Не очень-то понимая, о чем это он говорит, полагая, что о ненаписанном рассказе о Сталине под Царицыном, я осмелился спросить: почему же он так упорно не хочет написать этого рассказа?
– Почему же не написать? – ответил Михаил Александрович. – Собственно говоря, рассказ не совсем о Сталине, а о нравах наших казачков во времена гражданской. Быть может, не очень-то этот рассказ слагался. Рука не раз тянулась к бумаге. Уж больно казак-то хорош! Перед глазами стоит, как он фуражку топчет. В неистовство впал потому, как не верил, что в спину не выстрелят. Тут все в душе смешалось, надвое человек переламывается. И Сталин перед казаками в шинели и без знаков различия, а властность его ощутили. Да вот так перед чистым листом бумаги немела рука. Если бы кто другой мне эту историю поведал, а не Сталин!

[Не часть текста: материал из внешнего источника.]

PR #5921, opened 2024-11-15
Add an adapter for benchmark.oss_ci_benchmark_v3

huydhn:
The schema comes from https://github.com/pytorch/test-infra/blob/main/torchci/clickhouse_queries/oss_ci_benchmark_v3/query.sql.  An example S3 path is `s3://ossci-benchmarks/v3/pytorch/pytorch/11850871071/33027181871/add_loop_eager_dynamic.json`

I think we should figure out how to test changes to these replicator lambdas.  Otherwise, we might lose some data if they break.  Any thoughts?

### DIFF
--- a/aws/lambda/clickhouse-replicator-s3/lambda_function.py
+++ b/aws/lambda/clickhouse-replicator-s3/lambda_function.py
@@ -379,6 +379,72 @@ def torchao_perf_stats_adapter(table, bucket, key) -> None:
     general_adapter(table, bucket, key, schema, ["none"], "CSV")
 
 
+def oss_ci_benchmark_v3_adapter(table, bucket, key) -> None:
+    schema = """
+    `timestamp` UInt64,
+    `schema_version` String DEFAULT 'v3',
+    `name` String,
+    `repo` String DEFAULT 'pytorch/pytorch',
+    `head_branch` String,
+    `head_sha` String,
+    `workflow_id` UInt64,
+    `run_attempt` UInt32,
+    `job_id` UInt64,
+    `servicelab_experiment_id` UInt64 DEFAULT '0',
+    `servicelab_trial_id` UInt64 DEFAULT '0',
+    `s3_path` String,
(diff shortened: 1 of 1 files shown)


huydhn:
@clee2000 Do you know if the file on S3 needs to be public accessible for the replication to work? i.e. https://ossci-benchmarks.s3.us-east-1.amazonaws.com/v3/pytorch/pytorch/11831781500/33022921916/add_loop_eager_dynamic.json needs to be public

clee2000:
> @clee2000 Do you know if the file on S3 needs to be public accessible for the replication to work? i.e. https://ossci-benchmarks.s3.us-east-1.amazonaws.com/v3/pytorch/pytorch/11831781500/33022921916/add_loop_eager_dynamic.json needs to be public

It needs either public access or for the clickhouse role to have access. You can test if it works by performing the query in the query console or by running the script locally

huydhn:
Yeah, I have been able to run this locally and add some records to that table from S3

aws/lambda/clickhouse-replicator-s3/lambda_function.py
```diff
@@ -379,6 +379,72 @@ def torchao_perf_stats_adapter(table, bucket, key) -> None:
...
+        )
+    ),
+    `metric` Tuple(
+        name String,
+        benchmark_values Array(Float32),
+        target_value Float32,
+        extra_info Map(String, String)
+    ),
+    """
+    general_adapter(table, bucket, key, schema, ["none"], "JSONEachRow")
```
clee2000, line 445: don't you use gzip in the upload?

clee2000 (approved):

aws/lambda/clickhouse-replicator-s3/lambda_function.py
huydhn: Ok, I thought that this is the format of the source files on S3, they aren't gzipped, but let me add gzip here

PR #5923, opened 2024-11-15
Add memory intensive R5 instances

huydhn:
ExecuTorch is requesting memory intensive R5 instances because they uses lots of memory to export the model while CPU cores stay idle.  Atm, they need to jump from `2xlarge` to `4xlarge` or `12xlarge` (or even `24xlarge`) to get the necessary amount of memory, which is a waste.

I also allocate more disk space to there instances, enough that they could dump the whole memory without running out of space.

cc @guangy10 @dvorjackz

### DIFF
--- a/.github/scale-config.yml
+++ b/.github/scale-config.yml
@@ -220,3 +220,27 @@ runner_types:
     instance_type: g5.4xlarge
     is_ephemeral: false
     os: windows
+  linux.2xlarge.memory:
+    disk_size: 200
+    instance_type: r5.2xlarge
+    is_ephemeral: false
+    os: linux
+    ami: al2023-ami-2023.5.202*-kernel-6.1-x86_64
+  linux.4xlarge.memory:
+    disk_size: 300
+    instance_type: r5.4xlarge
+    is_ephemeral: false
+    os: linux
+    ami: al2023-ami-2023.5.202*-kernel-6.1-x86_64
+  linux.8xlarge.memory:
+    disk_size: 400
+    instance_type: r5.8xlarge
+    is_ephemeral: false
+    os: linux
+    ami: al2023-ami-2023.5.202*-kernel-6.1-x86_64
+  linux.12xlarge.memory:
+    disk_size: 600
+    instance_type: r5.12xlarge
+    is_ephemeral: false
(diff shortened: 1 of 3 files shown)


malfet (approved):

.github/scale-config.yml
```diff
@@ -220,3 +220,27 @@ runner_types:
     instance_type: g5.4xlarge
     is_ephemeral: false
     os: windows
+  linux.2xlarge.memory:
+    disk_size: 200
+    instance_type: r5.2xlarge
+    is_ephemeral: false
+    os: linux
+    ami: al2023-ami-2023.5.202*-kernel-6.1-x86_64
```
guangy10, line 228: What is the size of the RAM for a memory intensive runner?

huydhn: Here you go https://aws.amazon.com/ec2/instance-types/r5/ (comparing with the current c5 instances you are using https://aws.amazon.com/ec2/instance-types/c5/), let me also draft a post to announce this to a broader audience with these information.

guangy10 (commented):
@huydhn This is lovely! Thank you for supporting this asking for ExecuTorch! We should start replacing expensive runners to these memory intensive runners in ExecuTorch CI to balance the cost. cc: @kirklandsign @mergennachin @dbort

.github/scale-config.yml
guangy10: Yes, please do post this new runner instance. In ExecuTorch we should start replacing the expensive runners with this new type of runner for most use-cases, and should also guide the developers to always try with this memory intensive runner first before going with a 12x runner or so (to check the workload is memory bound or cpu bound)

.github/scale-config.yml
```diff
@@ -220,3 +220,27 @@ runner_types:
...
+  linux.8xlarge.memory:
+    disk_size: 400
+    instance_type: r5.8xlarge
+    is_ephemeral: false
+    os: linux
+    ami: al2023-ami-2023.5.202*-kernel-6.1-x86_64
+  linux.12xlarge.memory:
+    disk_size: 600
```
dvorjackz, line 242: Thank you 🙏🏻

PR #5917, opened 2024-11-14
Turn linux conda builds into no-ops

malfet:
Per https://github.com/pytorch/pytorch/issues/138506 and https://github.com/pytorch/pytorch/issues/140631

PR #5933, opened 2024-11-18
Turn conda builds into no-ops

atalman:
Same as: https://github.com/pytorch/test-infra/pull/5917/
Remove builds and tests

Related Issue
https://github.com/pytorch/pytorch/issues/138506

Test:
https://github.com/pytorch/test-infra/actions/runs/11900158899/job/33160415240?pr=5933


kit1980 (approved):

malfet:
Why only 4 checks were run before merging? Previously I've made change to the workflow 13 checks (including `Test build linux conda` were run), see https://github.com/pytorch/test-infra/pull/5917/checks /  https://github.com/pytorch/test-infra/actions/runs/11829271648/job/32960808268?pr=5917

.github/workflows/build_conda_linux.yml
```diff
@@ -84,9 +84,7 @@ jobs:
       REF: ${{ inputs.ref }}
       CU_VERSION: ${{ matrix.desired_cuda }}
     name: ${{ matrix.build_name }}
-    runs-on: ${{ matrix.validation_runner }}
-    container:
-      image: alpine:3.14
```
malfet, line 89: Why those two lines were deleted? It will results in slower checkout for no-op jobs

atalman: We don't need to run-on validation_runner which maybe GPU machine

malfet:
Oh, I see you've removed the test workflows, which IMO is wrong as those workflows are still being invoked, so imo it should have been done in the following 3 steps:
 - Change all of them to no-ops
 - Slim down the matrix
 - Finally delete the tests (perhaps a month later or something)

.github/workflows/build_conda_linux.yml
atalman: Here is the test for:
https://github.com/pytorch/vision/actions/runs/11891587028/job/33160971728

atalman:
Why we need to keep tests around if they are not being used ?

malfet:
> Why we need to keep tests around if they are not being used ?

If something is unused, we should delete the workflow

PR #5934, opened 2024-11-18
generate_binary_build_matrix - Return empty list for all conda packages

atalman:


malfet:
LGTM, but please fix the failures (I think generate wheels for M1 fails for reason)

PR #5936, opened 2024-11-18
[CH] Update queue times script and queue alert script to use api/clickhouse

clee2000:
Change the queue times script (which populates the historical queue times table), and the queue alert script (which makes issues about long queues) to ask hud.pytorch.org/api/clickhouse instead of directly asking rockset or clickhouse.

This is how the HUD alert also works already

### DIFF
--- a/tools/torchci/queue_alert.py
+++ b/tools/torchci/queue_alert.py
@@ -89,7 +89,9 @@ def filter_long_queues(db_result: List[Dict[str, Any]]) -> List[QueueInfo]:
 
 def queuing_alert(dry_run: bool) -> None:
     # %7B%7D = encoded {}
-    url = "https://hud.pytorch.org/api/clickhouse/queued_jobs_by_label?parameters=%7B%7D"
+    url = (
+        "https://hud.pytorch.org/api/clickhouse/queued_jobs_by_label?parameters=%7B%7D"
+    )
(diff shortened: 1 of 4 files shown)


tools/torchci/queue_alert.py
```diff
@@ -89,20 +88,11 @@ def filter_long_queues(rockset_result: List[Dict[str, Any]]) -> List[QueueInfo]:
...
-    with open(PROD_VERSIONS_FILE) as f:
-        prod_versions = json.load(f)
-
-    # same lambda as the same used by the chart on the hud metrics page
-    response = rs_client.QueryLambdas.execute_query_lambda(
-        query_lambda="queued_jobs_by_label",
-        version=prod_versions["metrics"]["queued_jobs_by_label"],
-        workspace="metrics",
-    )
+    url = "https://hud.pytorch.org/api/clickhouse/queued_jobs_by_label?parameters=%7B%7D%0A"
```
huydhn, line 91: Just curious, do you need `%0A` at the end?  The usual logic would be just to have `%7B%7D`

huydhn (approved):

tools/torchci/queue_alert.py
clee2000: Ah good catch, I think its the encoding for new line.  Removed

PR #5941, opened 2024-11-19
Linux Wheel builds for Manylinux1. Use alternative to  actions, checkout, upload

atalman:
This skip usage of for Manylinux1 images:
``actions/checkout@v4``
``actions/download-artifact@v3``
``actions/upload-artifact@v3``

Uses https://github.com/atalman/checkout-action which does not use nodejs to checkout.

This does not require full rewrite of the Build Linux Wheels at this point and will allow us to use Build Linux Wheels for both Manylinx 2.28 and Manylinx1 images. This should not disrupt any of the existing Domains, since workflow will be exactly the same. Basically instead of complete rewrite, we rewrite only part that failing in Github actions.

Test Workflow: https://github.com/pytorch/test-infra/actions/runs/11937438064/job/33273483586?pr=5941
Please note Linux jobs are using Manylinux2_28 while Rocm are using Manylinux1

This should also fix the SEV, since it bring back the support for both platforms: https://github.com/pytorch/pytorch/issues/140631

### DIFF
--- a/.github/actions/setup-binary-builds/action.yml
+++ b/.github/actions/setup-binary-builds/action.yml
@@ -40,6 +40,11 @@ inputs:
     required: false
     type: boolean
     default: no
+  is-manylinux2-28:
+    description: One of the parameter used by pkg-helpers
+    required: false
+    type: boolean
+    default: true
 
 runs:
   using: composite
@@ -48,15 +53,26 @@ runs:
         shell: bash
         env:
           REPOSITORY: ${{ inputs.repository }}
+          IS_MANYLINUX2_28: ${{ inputs.is-manylinux2-28 }}
         run: |
           set -euxo pipefail
           rm -rf "${REPOSITORY}"
+
       - uses: actions/checkout@v4
+        if: ${{ env.IS_MANYLINUX2_28 == 'true' }}
         with:
           repository: ${{ inputs.repository }}
           ref: ${{ inputs.ref }}
           submodules: ${{ inputs.submodules }}
           path: ${{ inputs.repository }}
+
+      - uses: atalman/checkout-action@main
+        if:  ${{ env.IS_MANYLINUX2_28 != 'true' }}
+        with:
+          repository: ${{ inputs.repository }}
+          path: ${{ inputs.repository }}
+          ref: ${{ inputs.ref }}
+
       - name: Log Available Webhook Fields
         shell: bash
         run: |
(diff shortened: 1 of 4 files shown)


.github/workflows/build_wheels_linux.yml
```diff
@@ -185,10 +194,12 @@ jobs:
           repository: ${{ inputs.repository }}
           ref: ${{ inputs.ref }}
           submodules: ${{ inputs.submodules }}
-          setup-miniconda: ${{ inputs.setup-miniconda }}
+          setup-miniconda: false
```
atalman, line 197: This is not really required miniconda is already installed on these images now. However may need to use Install Miniforge step here for Linux as well in future

atalman:
Test Workflow with Vision: https://github.com/pytorch/test-infra/actions/runs/11939993337/job/33281723865?pr=5949
Test PR: https://github.com/pytorch/test-infra/pull/5949
Please note 12.6 failures are expected.

.github/workflows/build_wheels_linux.yml
```diff
@@ -141,23 +142,31 @@ jobs:
...
           ref: ${{ inputs.test-infra-ref }}
           path: test-infra
-      - name: Set linux aarch64 CI
+
+      - uses: atalman/checkout-action@main
+        if:  ${{ env.IS_MANYLINUX2_28 != 'true' }}
+        with:
+          repository: ${{ inputs.test-infra-repository }}
+          ref: ${{ inputs.test-infra-ref }}
+          path: test-infra
```
malfet, line 160: If you want to replace it with script, let's used it everywhere...

atalman: Yes maybe its a good idea, we should be able to catch any possible issues with this script faster

.github/actions/setup-binary-builds/action.yml
```diff
@@ -48,15 +53,26 @@ runs:
...
+
       - uses: actions/checkout@v4
+        if: ${{ env.IS_MANYLINUX2_28 == 'true' }}
         with:
           repository: ${{ inputs.repository }}
           ref: ${{ inputs.ref }}
           submodules: ${{ inputs.submodules }}
           path: ${{ inputs.repository }}
+
+      - uses: atalman/checkout-action@main
```
atalman, line 69: Lets keep both ``actions/checkout@v4`` and ``atalman/checkout-action@main``. I believe this action is  run on Windows and MacOS. I see no reason to debug this on these OS's

atalman:
Please note moving  https://github.com/atalman/checkout-action to script can be posted as followup PR

kit1980 (approved):

PR #5943, opened 2024-11-19
Do not show upload test stats while running job on HUD

clee2000:
Companion to https://github.com/pytorch/pytorch/pull/140453

Exclude this job from HUD to reduce confusion, as it is always going to be red


huydhn (approved):

huydhn:
Maybe there is another way to make cancelled job as green on the workflow, but this looks fine I think

clee2000:
> Maybe there is another way to make cancelled job as green on the workflow, but this looks fine I think

I tried putting continue-on-error in both the job and the steps but it didn't work

PR #5944, opened 2024-11-19
Add query to see jobs that need runners scaled up

ZainRizvi:
This will be used by the autoscaler lambdas to figure out which instances may not have properly propagated the scale-up command (which happens fairly regularly)

The query is based on the "queued_jobs" query, with a few changes:
- Queues across all jobs in the pytorch and pytorch-labs organizations, which our runners support
- Checks only a specific time window for queued jobs, looking for jobs that have been queued for long enough to warrant intervention, while not being so old that github cancels the job


clee2000 (approved):

clee2000 (commented):
I would appreciate if you could update this with a code pointer in the future for where you use this, otherwise there's a good chance I'm going to think it's not used anywhere since there are no references in test-infra

PR #5945, opened 2024-11-19
[BE] [Perf optimization] Speed up queued_jobs query

ZainRizvi:
Optimizes the query to use just 10% of the resources compared to before by :
- Adding a max time range to limit results to just the relevant window
- Move the time range filter to the earlier query. Not sure why it makes such a big difference, but it does. Maybe due to the lack of FINAL there? Adding in FINAL tanks the performance

Perf change:
- Memory used: 9.7 GB -> 0.8 GB  
- Elapsed time: 3.5 s -> 0.4s
- Rows read: 12 million -> 8 million

### DIFF
--- a/torchci/clickhouse_queries/queued_jobs/query.sql
+++ b/torchci/clickhouse_queries/queued_jobs/query.sql
@@ -1,6 +1,10 @@
 --- This query is used by HUD metrics page to get the list of queued jobs
 with possible_queued_jobs as (
-  select id, run_id from default.workflow_job where status = 'queued'
+  select id, run_id
+  from default.workflow_job -- FINAL not needed since we just use this to filter a table that has already been FINALed
+  where status = 'queued'
+    AND created_at < (CURRENT_TIMESTAMP() - INTERVAL 5 MINUTE)
+    AND created_at > (CURRENT_TIMESTAMP() - INTERVAL 1 WEEK)
 )
 SELECT
   DATE_DIFF(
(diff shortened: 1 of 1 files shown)


torchci/clickhouse_queries/queued_jobs/query.sql
```diff
@@ -1,6 +1,10 @@
 --- This query is used by HUD metrics page to get the list of queued jobs
 with possible_queued_jobs as (
-  select id, run_id from default.workflow_job where status = 'queued'
+  select id, run_id
+  from default.workflow_job -- FINAL not needed since we just use this to filter a table that has already been FINALed
+  where status = 'queued'
+    AND created_at < (CURRENT_TIMESTAMP() - INTERVAL 5 MINUTE)
+    AND created_at > (CURRENT_TIMESTAMP() - INTERVAL 1 WEEK)
```
clee2000, line 7: The max avg_queue_s in the queue_times_historical table is 1147999 which is 13 days.  Can we make this window bigger?  Even after extending it to 2 months the query takes still takes <1s to complete

ZainRizvi: We could, but I'm wondering when it would actually matter.  Jobs are auto-cancelled after being queued for 3 days, aren't they?  

Those 13 day queued jobs are on `linux.20_04.4x` machines, which are github hosted runners.  The next highest is for linux.2xlarge with 8 days of queueing, which is surprising to see since it implies that we either don't cancel jobs after 3 days of queueing or github's job status api fails internally much more often than we realized.

clee2000: I assume its the jobs queued forever according to github.  If we don't need to care about these jobs that should have gotten cancelled but didn't actually, then the threshold can be lower

clee2000 (approved):

PR #6703, opened 2025-06-03
runner: Double check for runnerMinimumTimeExceeded

seemethere:
We found issues / instances where runnerMinimumTimeExceeded would make decisions with outdated data based on if it had recently undergone a root volume replacement task since scale-down is exceeding ~8 minutes per execution.

Solution here is to just run runnerMinimumTimeExceeded twice one with cached data and one with fresh data to ensure that we are doubly sure that we should be spinning something down.

PR #6715, opened 2025-06-05
Revert "runner: Double check for runnerMinimumTimeExceeded"

wdvr:
Reverts pytorch/test-infra#6703


seemethere (approved):

zxiiro:
@wdvr could you add some details on why this was reverted? I'm trying to follow along so don't see any context here. I'm guessing it broke something but what happened?

PR #6718, opened 2025-06-06
Add a lambda to write benchmark results

huydhn:
Courtesy of Claude code.  This is the initial version of an API that I'm building to allow people to upload benchmark results.  This works in conjunction with https://github.com/pytorch/pytorch-integration-testing/pull/36


aws/lambda/benchmark-results-uploader/lambda_function.py
```diff
@@ -0,0 +1,156 @@
...
+        return {
+            "statusCode": 409,  # Conflict status code
+            "body": json.dumps(
+                {
+                    "message": f"Path {s3_path} already exists in bucket {OSSCI_BENCHMARKS_BUCKET}"
+                }
+            ),
+        }
+
+    # Upload the content to S3
```
zxiiro: IMO this comment is unnecessary since the function name it's commenting on is already descriptive.

aws/lambda/benchmark-results-uploader/lambda_function.py
```diff
@@ -0,0 +1,156 @@
...
+    try:
+        s3_path = parsed_body["s3_path"]
+        content = parsed_body["content"]
+    except KeyError as e:
+        return {
+            "statusCode": 400,
+            "body": json.dumps({"message": f"Missing required parameter: {str(e)}"}),
+        }
+
+    # Check if the path already exists in the bucket
```
zxiiro: IMO this comment is unnecessary since check_path_exists() is already self describing function name.

aws/lambda/benchmark-results-uploader/lambda_function.py
```diff
@@ -0,0 +1,156 @@
...
+        parsed_body = json.loads(body)
+    except JSONDecodeError as e:
+        return {
+            "statusCode": 400,
+            "body": json.dumps(
+                {"message": f"Cannot parse json request body: {str(e)}"}
+            ),
+        }
+
+    # Extract authentication parameters
```
zxiiro: The code below imo is pretty clear. I don't think the comment here is necessary.

aws/lambda/benchmark-results-uploader/lambda_function.py
```diff
@@ -0,0 +1,156 @@
...
+    try:
+        username = parsed_body["username"]
+        password = parsed_body["password"]
+    except KeyError:
+        return {
+            "statusCode": 401,
+            "body": json.dumps({"message": "Authentication credentials are required"}),
+        }
+
+    # Validate authentication
```
zxiiro: The code below imo is pretty clear. I don't think the comment here is necessary.

aws/lambda/benchmark-results-uploader/lambda_function.py
```diff
@@ -0,0 +1,156 @@
...
+    if not authenticate(username, password):
+        return {
+            "statusCode": 403,
+            "body": json.dumps({"message": "Invalid authentication credentials"}),
+        }
+
+    # Extract input parameters from the event
```
zxiiro: I think in this case the comment gives less detail the the code it's describing. I'd just remove the comment altogether.

zxiiro (approved):
Looks good to me. My comments are just opinions so feel free to do with them what you think is best.

huydhn:
Let me clear up those redundant comments, I guess Claude wants to make sure that I understand what it is doing :)

PR #6723, opened 2025-06-06
[wip] keep going log classifier changes

clee2000:


clee2000:
> Probably looks fine, but would be good to add a test plan (and may be a fallback: if temp log is not found use regular one)

I'm ok with it erroring/not uploading anything, it is temp
I will figure out how to add tests

huydhn:
+1 on having a test plan because breaking log classifier has much wider impact that expect.  When it isn't working correctly, Dr.CI wouldn't work, and consequently mergebot.  The change looks ok though

Do you have an example temp log on S3 already from a CI job?  Then testing can be done locally by changing https://github.com/pytorch/test-infra/blob/main/aws/lambda/log-classifier/fixtures/request.json#L5

huydhn (approved):

PR #6727, opened 2025-06-09
[CD] Remove CUDA 11.8 builds

atalman:


malfet (approved):
IMO it would be better to have both add and remove done in the same PR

– Рассказывал, чтобы вы написали?
– И ты туда же! Не тэ, Федор! Сталина у нас или совсем не понимают, или искаженно! Не так-то он прост! Вот написал бы я этот рассказ… А как мне потом с ним встречаться? Наверное, ничего не сказал бы, а поглядел бы на меня своими умными тигриными глазами и усмехнулся бы про себя: вот и Шолохов вплел себя в венок льстецов! Пресмыкающихся не уважают! Дал он мне однажды предметный урок. Привезли мне из Закарпатья из дерева вырезанные фигуры орла и орленка. Искусная, кружевная работа. А тут приглашение на дачу к Сталину. Что-то меня под руку толкнуло подарить ему эту группу. Привез, развернул и на стол поставил. У Сталина есть такой прищур. Веки приспустит, глянет, тут же слово, как снайперская пуля. «А зачем орленок?» – спросил он. Попросил я у него пилку и орленка отпилил, а он стоял около и терпеливо ждал. Отпилил я орленка, орла он к себе на стол в кабинет отнес. Не на искательстве наши с ним отношения строились.
– А теперь как им строиться, когда на прием не явились?
– Никому невдомек, почему я к нему не явился, хотя сам просил о встрече. А он знает!
– Откуда же ему знать? – вырвалось у меня. – Поскребышев…
Михаил Александрович не дал мне продолжить:
– Поскребышев и не думал докладывать, как дело было. Списал все небось на нездоровье, а попроще, доложил, что Шолохов пьет, потому и не явился. Таким владыкам трудная задача докладывать. Доложил бы мои слова, что я год ждал… Во что бы это обернулось для того же Поскребышева, о том никто знать не может. Ну а Саша побил пол, как мальчика утешают, когда о пол стукнется. Вот и снял меня с довольствия. Сталину о том неведомо.